Friday, January 8, 2010

Group looks to change Grand Strand lobbyists in Washington

MYRTLE BEACH, SC (WMBF) - Concerned if they're getting they're money's worth, mayors along the Grand Strand say they are looking to change lobbyists in Washington.

The Grand Strand Coastal Alliance, made of the mayors of Surfside Beach, Myrtle Beach, North Myrtle Beach and Atlantic Beach, met on Wednesday to talk about the needs of the area.

Included in their discussions was the most recent news that Congressman Henry Brown was retiring. The group is concerned that without his leadership, the Grand Strand may miss out on millions of dollars needed for several projects from beach renourishment to funding of Interstate 73.

They expressed their dissatisfaction with the lobbying group representing them in Washington, DC. They're worried that with Brown leaving in a few years, they may need someone pushing their interests.

"We're not in the best situation that we've been in for a long time when the congressman leaves office.
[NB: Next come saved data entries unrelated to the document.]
PR #311, opened 2018-05-06
Catch any exception if an appserver fails to spawn.

UmanShahzad:
Otherwise workers will completely drop the task and the instance redeployment management command will not be able to recognize if an ongoing instance has actually failed, since the ongoing tag will remain.

Test instructions:

Bring this to prod where we're currently facing issues with provisioning S3 on the first try, run the instance redeployment command, and notice that now the low prio workers no longer completely drop all work after failing to provision S3.

### DIFF
--- a/instance/tasks.py
+++ b/instance/tasks.py
@@ -67,7 +67,10 @@ def spawn_appserver(
         instance = OpenEdXInstance.objects.get(ref_set__pk=instance_ref_id)
 
         instance.logger.info('Spawning new AppServer, attempt %d of %d', i, num_attempts)
-        appserver_id = instance.spawn_appserver()
+        try:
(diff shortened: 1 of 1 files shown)


smarnach:
@UmanShahzad This solution is somewhat incomplete, since the instance itself can't respond to the failure.  In general, the instance may want to perform cleanup operations and send a failure email when a deployment fails, but if we only catch the exception in the Huey task, none of this will happen.  A proper solution would require some refactoring, but if we stick to our plan of eventually factoring the builder out, it may not be worth it to implement this now.

This change is an improvement in any case, and will help to solve our current problem, so :+1: on merging this.  I haven't performed any manual tests, but the change is trivial, and the code is covered at least by the integration tests.

PR #313, opened 2018-05-09
Add retries to S3 bucket creation

rocioar:
I've added retries to the s3 bucket creation, IAM keys may take a bit to be propagated across amazon servers after they are created.

Testing
-------

1- Create a new instance with AWS enabled and a spawn a new app server, check that bucket is created (check the number of attempts that were done, there should be logs about this).

### DIFF
--- a/instance/models/mixins/storage.py
+++ b/instance/models/mixins/storage.py
@@ -22,6 +22,7 @@ Instance app model mixins - Database
 
 # Imports #####################################################################
 import json
+import time
 
 import boto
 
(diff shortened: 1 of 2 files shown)


instance/models/mixins/storage.py
```diff
@@ -211,14 +212,30 @@ def get_s3_connection(self):
...
             bucket = s3.create_bucket(self.s3_bucket_name)
             bucket.set_cors(get_s3_cors_config())
+        except boto.exception.S3ResponseError:
+            if attempts == attempt:
+                raise
+            self.logger.exception(
+                'Retrying bucket creation. IAM keys are not propagated yet, attempt %s of %s',
+                attempt, attempts
+            )
+            time.sleep(retry_delay)
```
bradenmacdonald: This is always running in a worker process, never a web process, right? Want to make sure `time.sleep` won't block anything else.

bradenmacdonald: Also, if this is known to fail from time to time, perhaps we should always sleep first, to reduce the number of warnings/errors showing up in the logs, instead of expecting to log errors from time to time?

rocioar: agree on adding a sleep first. This runs when a new app server is spawned, so it should be ok.

instance/models/mixins/storage.py
```diff
@@ -211,14 +212,30 @@ def get_s3_connection(self):
...
+            self._create_bucket(attempt + 1)
```
UmanShahzad: This will pass `2` into `attempts` on the first retry, rather than update `attempt`. Can be fixed by specifying `attempt` as the key for this value.

However you can probably do without a separate `attempt` key. Just pass in `attempts - 1`, which will take the 4 to a 3, and check if `attempts == 0` to decide to re-raise the error. Maybe made easier to understand by using the name `attempts_remaining`.

rocioar: Good catch, just fixed it. Thanks!

rocioar:
@viadanna thanks for your feedback! I've fixed your suggestions, and also included tests.

rocioar:
@UmanShahzad I've just squashed the commits, merging now

UmanShahzad:
@rocioar There seems to be flakiness with the tests here unfortunately :\ The flakiness seems related to the PR though?

rocioar:
@UmanShahzad fixed!

PR #314, opened 2018-05-10
Fix: don't try to provision a bucket if bucket name is empty

xitij2000:
Currently, it is not possible to save an instance with an empty bucket name since Ocim will try to provision an empty bucket name and fail. This fixes that issue.

### DIFF
--- a/instance/models/mixins/storage.py
+++ b/instance/models/mixins/storage.py
@@ -215,7 +215,7 @@ class S3BucketInstanceMixin(models.Model):
         """
         Create S3 Bucket if it doesn't exist
         """
-        if self.s3_access_key and self.s3_secret_access_key:
+        if self.s3_access_key and self.s3_secret_access_key and self.s3_bucket_name:
             s3 = self.get_s3_connection()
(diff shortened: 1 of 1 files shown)


mtyaka:
Did not actually test this but the fix makes sense 👍

xitij2000:
@mtyaka  I tested it on stage: https://stage.console.opencraft.com/instance/2100/edx-appserver/606/
It at least lets you save without an s3 bucket name. If there are issues after that, they will need to be looked at separately.

xitij2000:
@mtyaka  Actually that doesn't test it at all cause it'll just generate a new name, I need to enable swift.

rocioar:
Once SWIFT_ENABLE=True this should work ok, if SWIFT_ENABLE is set to false then this will still generate a new bucket name, as you said @xitij2000. This is a good quick fix for the current issue, which also needs SWIFT_ENABLE set on True.

xitij2000:
@rocioar  Thanks! Yes, I agree it's for the SWIFT_ENABLE=true case only, but without it, you simply can't launch a new appserver if the s3 bucket name is blank, so it's needed in any case.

Hopefully whoever is elected will have the same respect for the Grand Strand," said Myrtle Beach Mayor John Rhodes. "So it's going to be a learning process for whoever is elected and it's a waiting process for us. Unfortunately, we can't afford to wait and I go back to that's why the importance of a lobbyist now."

The mayors noted that with Brown's help from their current lobbyists, the area did get $40 million for beach renourishment. The mayors decided to meet with several lobbyists over the coming weeks to see if there maybe a better option out there. They say they'll also look closely at anyone who wants to run for office to replace Brown.

"That is the message that we have to get out to our next congressman. You need to work closely with us to help us with our needs," said Mayor Marilyn Hatley of North Myrtle Beach.

The mayors will be in Washington in the coming weeks for a conference plan on meeting with some that already have ties to Horry County then.

"Our lobbyist is going to be more important to us now than ever before because they're going to have to work the congressman and the senators, people we don't know. We are going to have to depend on our lobbyists to lead us down that lane," added Rhodes.